Exercise details: A single number is required: how many lines in the data below contain "only".

(Saved entries)
PR #1062, opened 2023-12-14
Use AAD instead of key vault for Computer Vision API

pamelafox:
## Purpose

I've discovered from the computer vision team that we can use Bearer header with Azure credential token provider. I'm testing this change more thoroughly but initial experiments look good.

```
[ ] Yes
[X] No
```

## Pull Request Type

```
[ ] Bugfix
[X] Feature
[ ] Other... Please describe:
```

## How to Test

* Testing azd up with GPT-4-V, both locally and deployed should work


pamelafox:
Update: I need to update prepdocs as well.

pamelafox:
This is blocked on the Azure credential bearer token not working in App Service. Works fine locally.

pamelafox:
Code to try it in SSH (failing now)

```
>>> import aiohttp
>>> from azure.identity import DefaultAzureCredential, get_bearer_token_provider
>>> azure_credential = DefaultAzureCredential(exclude_shared_token_cache_credential=True)
>>> token_provider = get_bearer_token_provider(azure_credential, "https://cognitiveservices.azure.com/.default")
>>> url = 'https://cog-cv-qn2a735t7pshk.cognitiveservices.azure.com/computervision/retrieval:vectorizeText?api-version=2023-02-01-preview&modelVersion=latest'
>>> headers = {"Content-Type": "application/json"}
>>> params = {"api-version": "2023-02-01-preview", "modelVersion": "latest"}
>>> data = {"text": 'puppy'}
>>> headers["Authorization"] = "Bearer " + token_provider()
>>> import requests
>>> response = requests.post(url, json=data, headers=headers, params=params)
```

app/backend/app.py
```diff
@@ -9,7 +9,6 @@
 
 from azure.core.exceptions import ResourceNotFoundError
 from azure.identity.aio import DefaultAzureCredential, get_bearer_token_provider
-from azure.keyvault.secrets.aio import SecretClient
```
mattmsft, line 12: Will we add this back as part of the key vault auth changes

infra/main.bicep
```diff
@@ -47,12 +46,12 @@ param openAiServiceName string = ''
...
 param useGPT4V bool = false
 
+param keyVaultResourceGroupName string = ''
 param keyVaultServiceName string = ''
-param computerVisionSecretName string = 'computerVisionSecret'
 param searchServiceSecretName string = 'searchServiceSecret'
 
 @description('Location for the OpenAI resource group')
-@allowed(['canadaeast', 'eastus', 'eastus2', 'francecentral', 'switzerlandnorth', 'uksouth', 'japaneast', 'northcentralus', 'australiaeast', 'swedencentral'])
+@allowed([ 'canadaeast', 'eastus', 'eastus2', 'francecentral', 'switzerlandnorth', 'uksouth', 'japaneast', 'northcentralus', 'australiaeast', 'swedencentral' ])
```
pamelafox, line 54: I ran az bicep format so you'll notice some spacing changes

pamelafox:
I realized I was missing a role, this now works for me locally and in production. @mattgotteiner Please try it out if you have the time.

app/backend/app.py
```diff
@@ -348,16 +345,16 @@ async def setup_clients():
     )
 
     if USE_GPT4V:
-        if vision_key is None:
-            raise ValueError("Vision key must be set (in Key Vault) to use the vision approach.")
+
+        token_provider = get_bearer_token_provider(azure_credential, "https://cognitiveservices.azure.com/.default")
```
mattgotteiner, line 349: did we still want to support keys for folks that didn't want to use RBAC? (not sure why you would, so I think it's OK to drop this)

infra/main.bicep
```diff
@@ -582,6 +573,17 @@ module searchReaderRoleBackend 'core/security/role.bicep' = if (useAuthenticatio
   }
 }
 
+// For computer vision access by the backend
```
mattgotteiner, line 576: did we need to add a role for access by principal in case you are bringing an existing vision account you didn't create?

scripts/prepdocslib/embeddings.py
```diff
@@ -192,15 +192,17 @@ class ImageEmbeddings:
...
         self.endpoint = endpoint
         self.verbose = verbose
 
     async def create_embeddings(self, blob_urls: List[str]) -> List[List[float]]:
-        headers = {"Ocp-Apim-Subscription-Key": self.credential}
-        params = {"api-version": "2023-02-01-preview", "modelVersion": "latest"}
         endpoint = urljoin(self.endpoint, "computervision/retrieval:vectorizeImage")
+        headers = {"Content-Type": "application/json"}
+        params = {"api-version": "2023-02-01-preview", "modelVersion": "latest"}
+        headers["Authorization"] = "Bearer " + await self.token_provider()
```
mattgotteiner, line 204: It's so interesting to me that this isn't actually documented, great find https://learn.microsoft.com/en-us/rest/api/computer-vision/?view=rest-computervision-2023-02-01-preview

mattgotteiner (commented):
looks good, thanks for making this change. will manually test to confirm. I'll sign off after my manual test

app/backend/app.py
pamelafox: I considered that, since it was already implemented, and since -accelerator is supporting both keys and RBAC. However, I think we agree that keyless auth is the future, and if we were to support keys for this API, we should support for all of them, which would significantly complicate code. We also know there are issues with using keyvault with azd, particularly in combination with CI/CD (due to the current user losing access). So we want to reduce use of key vault when possible.
So I decided to remove it. Existing users of GPT4V will be upgraded to managed identity when they re-provision.

Issue #1051, opened 2023-12-12
Cookie-Based Token Cache for Authentication


mattgotteiner:
> Please provide us with the following information:
> ---------------------------------------------------------------

### This issue is for a: (mark with an `x`)
```
- [ ] bug report -> please search issues before submitting
- [X] feature request
- [ ] documentation issue or request
- [ ] regression (a behavior that used to work and stopped in a new release)
```

Authentication should use a cookie-based token cache so restarting the server doesn't log all users out

mattmsft:
I actually don't think this is the case - there's session based storage in the app that actually does sign on

mattmsft:
```
    def get_auth_setup_for_client(self) -> dict[str, Any]:
        # returns MSAL.js settings used by the client app
        return {
            "useLogin": self.use_authentication,  # Whether or not login elements are enabled on the UI
            "requireAccessControl": self.require_access_control,  # Whether or not access control is required to use the application
            "msalConfig": {
                "auth": {
                    "clientId": self.client_app_id,  # Client app id used for login
                    "authority": self.authority,  # Directory to use for login https://learn.microsoft.com/azure/active-directory/develop/msal-client-application-configuration#authority
                    "redirectUri": "/redirect",  # Points to window.location.origin. You must register this URI on Azure Portal/App Registration.
                    "postLogoutRedirectUri": "/",  # Indicates the page to navigate after logout.
                    "navigateToLoginRequestUrl": False,  # If "true", will navigate back to the original request location before processing the auth code response.
                },
                "cache": {
                    "cacheLocation": "sessionStorage",
                    "storeAuthStateInCookie": False,
                },  # Configures cache location. "sessionStorage" is more secure, but "localStorage" gives you SSO between tabs.  # Set this to "true" if you are having issues on IE11 or Edge
            },
```

Since the frontend app uses sessionStorage - I think the in memory cache for the backend app is just fine. The backend app doesn't actually manage any login state

PR #1117, opened 2024-01-05
Update Authentication to use local storage and easy auth refresh

mattgotteiner:
## Purpose

* Ensure tokens are refreshed when using easy auth so the full refresh window is used before requiring login again
* Store tokens in local storage so sessions are preserved across tabs

```
[ ] Yes
[X] No
```

## Pull Request Type

```
[ ] Bugfix
[X] Feature
[ ] Other... Please describe:
```

## What to Check
*  Get the code
*  Validate .auth/refresh is called when logging into the app using the network tab on developer settings
* Validate auth_setup shows localStorage as the msal cache location

### DIFF
--- a/app/frontend/src/authConfig.ts
+++ b/app/frontend/src/authConfig.ts
@@ -89,35 +89,32 @@ export const getRedirectUri = () => {
 // Get an access token if a user logged in using app services authentication
 // Returns null if the app doesn't support app services authentication
 const getAppServicesToken = (): Promise<AppServicesToken | null> => {
-    return fetch(appServicesAuthTokenRefreshUrl)
-        .then(r => {
-            if (r.ok) {
-                return fetch(appServicesAuthTokenUrl)
-                    .then(r => {
-                        if (r.ok) {
-                            return r.json()
-                                .then(json => {
-                                    if (json.length > 0) {
-                                        return {
-                                            id_token: json[0]["id_token"] as string,
-                                            access_token: json[0]["access_token"] as string,
-                                            user_claims: json[0]["user_claims"].reduce((acc: Record<string, any>, item: Record<string, any>) => {
-                                                acc[item.typ] = item.val;
-                                                return acc;
-                                            }, {}) as Record<string, any>
-                                        };
-                                    }
-
-                                    return null;
-                                });
+    return fetch(appServicesAuthTokenRefreshUrl).then(r => {
+        if (r.ok) {
+            return fetch(appServicesAuthTokenUrl).then(r => {
+                if (r.ok) {
+                    return r.json().then(json => {
+                        if (json.length > 0) {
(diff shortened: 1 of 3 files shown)


mattmsft:
#1051

pamelafox:
I think some snapshot tests need updating to reflect change to localStorage?

app/frontend/src/authConfig.ts
```diff
@@ -88,18 +89,24 @@ export const getRedirectUri = () => {
 // Get an access token if a user logged in using app services authentication
 // Returns null if the app doesn't support app services authentication
 const getAppServicesToken = (): Promise<AppServicesToken | null> => {
-    return fetch(appServicesAuthTokenUrl).then(r => {
+    return fetch(appServicesAuthTokenRefreshUrl).then(r => {
```
pamelafox, line 92: So this is constantly refreshing? Is that the general recommendation? (Versus refreshing only based on expiration or some such?) Might be a naive question

mattmsft: There doesn't seem to be a solid recommendation on how often to do this

https://learn.microsoft.com/en-us/azure/app-service/configure-authentication-oauth-tokens#refresh-auth-tokens

mattmsft:
> I think some snapshot tests need updating to reflect change to localStorage?

How do you do this?

app/frontend/src/authConfig.ts
pamelafox: Okay, CC @jamesc in case he has any thoughts, but this seems fine to ship.

jamesc:
[like]  James Casey reacted to your message:
________________________________

jamesc:
[like]  James Casey reacted to your message:
________________________________

mirojs:
Hello @mattgotteiner @pamelafox 

Upon refreshing the app page from the browser (Chrome), the developer tool reported error:
GET https://app-backend-***.azurewebsites.net/.auth/refresh 404 (Not Found)
rs @ authConfig.ts:92
(anonymous) @ authConfig.ts:120

Besides, 
  const authSetup = await fetchAuthSetup(); Line 61
  export const appServicesToken = await getAppServicesToken(); Line 120
were labelled: 'await' function is only allowed within an async function

Could you help to check further? Thanks!

matthewgotteiner:
Thanks for reporting for.

regarding .auth not found - this is expected if easy auth is not setup, we might need to add more checks for this to avoid refreshing.

regarding the typescript compile error what version of node are you using?

mirojs:
@mattgotteiner Thanks for the quick response! My node version is v20.11.0

ntabernacle:
I was also getting .auth not found and this caused me issues with login. The fix was changing localStorage to sessionStorage in authentication.py

Issue #1152, opened 2024-01-18
Small documets are not indexing


RezaMatin:
> Please provide us with the following information:
> ---------------------------------------------------------------

### This issue is for a: (mark with an `x`)
```
- [X] bug report -> please search issues before submitting
- [ ] feature request
- [ ] documentation issue or request
- [ ] regression (a behavior that used to work and stopped in a new release)
```

### Minimal steps to reproduce
init
azd up
azd deploy

### Any log messages given by the failure
No error, empty search index entry

### Expected/desired behavior
Search index should be field from given PDF file

### OS and Version?
> Windows 7, 8 or 10. Linux (which distribution). macOS (Yosemite? El Capitan? Sierra?)
Created from code space

### azd version?
> run `azd version` and copy paste here.
1.5.1
### Versions
>

### Mention any other details that might be useful

> ---------------------------------------------------------------
> Thanks! We'll be in touch soon.

mattgotteiner:
Hi @RezaMatin, we need some more details to understand this issue

1. When you say small documents, what do you mean? Are these short pdfs, text files, something else?
2. Are you using the existing sample data as well or have you totally replaced it? Does your app work with the sample data?
Thanks

RezaMatin:
Hi @mattgotteiner  
Thanks for your reply. Everything works fine with the included data. I have removed the data and tested it with different PDF sizes. PDF document with just a few lines does not appear in the search index.
Thanks

marekjakimiuk1:
> Hi @RezaMatin, we need some more details to understand this issue
> 
> 1. When you say small documents, what do you mean? Are these short pdfs, text files, something else?
> 2. Are you using the existing sample data as well or have you totally replaced it? Does your app work with the sample data?
>    Thanks

Hi @mattgotteiner and @RezaMatin ,

I've pushed fix for this bug: https://github.com/Azure-Samples/azure-search-openai-demo/pull/1155

Best regards,
Marek

Issue #1153, opened 2024-01-18
Document is not indexed when section_overlap is bigger than the text size


marekjakimiuk1:
> Please provide us with the following information:
> ---------------------------------------------------------------
When section_overlap is bigger than text size than the split_pages function in textsplitter.py is not yielding any SplitPage. The result is that the document is not being indexed.

### This issue is for a: (mark with an `x`)
```
- [ X] bug report -> please search issues before submitting
- [ ] feature request
- [ ] documentation issue or request
- [ ] regression (a behavior that used to work and stopped in a new release)
```

### Minimal steps to reproduce
init
azd up
azd deploy

### Any log messages given by the failure
Empty search index entry. No error logs.

### Expected/desired behavior
Search index should be field from given file

### OS and Version?
> Windows 7, 8 or 10. Linux (which distribution). macOS (Yosemite? El Capitan? Sierra?)
Azure services creaded by the source code.

### azd version?
1.5.1

### Versions
>

### Mention any other details that might be useful

> ---------------------------------------------------------------
> Thanks! We'll be in touch soon.

mattgotteiner:
Thanks - this seems like a bug. we'll take a look

PR #1155, opened 2024-01-18
bug #1152: Fix for indexing small docs

marekjakimiuk1:
## Purpose

* ...

```
[ X] Yes
[ ] No
```

## Pull Request Type

It solves the problem with indexing small documents, where amount of text is less than section_overlap. In this case it's enought to check if  amount of text is less than max_section_length and return only one section without additional processing. 
This approach assumes that the section_overlap < max_section_length

```
[X] Bugfix
[ ] Feature
[ ] Other... Please describe:
```

## How to Test
*  Get the code
Index document whith amount of text less than max_section_length

```
git clone [repo-address]
cd [repo-name]
git checkout [branch-name]
npm install
```

* Test the code

Index document whith amount of text less than max_section_length

## What to Check
After indexing document whith amount of text less than max_section_length, check if document content has been added to the search index

### DIFF
--- a/scripts/prepdocslib/textsplitter.py
+++ b/scripts/prepdocslib/textsplitter.py
@@ -44,7 +44,7 @@ class TextSplitter:
         length = len(all_text)
 
         if length <= self.max_section_length:
-            yield (all_text, find_page(0))
+            yield SplitPage(page_num=find_page(0), text=all_text)
         else:
             start = 0
             end = length
--- a/scripts/prepdocslib/textsplitter.py
+++ b/scripts/prepdocslib/textsplitter.py
@@ -1,5 +1,4 @@
 from typing import Generator, List
-
 from .pdfparser import Page
 
 
--- a/scripts/prepdocslib/textsplitter.py
+++ b/scripts/prepdocslib/textsplitter.py
@@ -40,8 +40,10 @@ class TextSplitter:
             return pages[num_pages - 1].page_num
 
         all_text = "".join(page.text for page in pages)
-        length = len(all_text)
+        if len(all_text.strip()) == 0:
+            return
 
+        length = len(all_text)
         if length <= self.max_section_length:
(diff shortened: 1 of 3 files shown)


scripts/prepdocslib/textsplitter.py
```diff
@@ -42,59 +42,63 @@ def find_page(offset):
...
-        while start + self.section_overlap < length:
-            last_word = -1
-            end = start + self.max_section_length
-
-            if end > length:
-                end = length
-            else:
-                # Try to find the end of the sentence
+
+        if length <= self.max_section_length:
```
mattgotteiner, line 46: I see - the diff is coming from the indentation after the else?

marekjakimiuk1: Hi @mattgotteiner ,

I've added if statement befor while loop. For small documents where amount of text is less than section_overlap the condition: 'while start + self.section_overlap < length:' is always false same as the last if statement in the function ('if start + self.section_overlap < end:') so no section is return. For this solution, the assumptions is that section_overlap < max_section_length - but it seems to be obvious.
I've also reported bug related to usage of section_overlap in while loop: https://github.com/Azure-Samples/azure-search-openai-demo/issues/1153, but this is separate case.
Hope, this make it more clear.

Best regards,
Marek

mattgotteiner: Thanks, this makes sense to me, I will manually test this and add some test cases. Appreciate it!

mattgotteiner (approved):

mattgotteiner:
@marekjakimiuk1  thank you for your contribution!

marekjakimiuk1:
> @marekjakimiuk1 thank you for your contribution! The PR has been edited slightly to reduce diff size and help with git blame in the future

@mattgotteiner Thank you too!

The answer: 3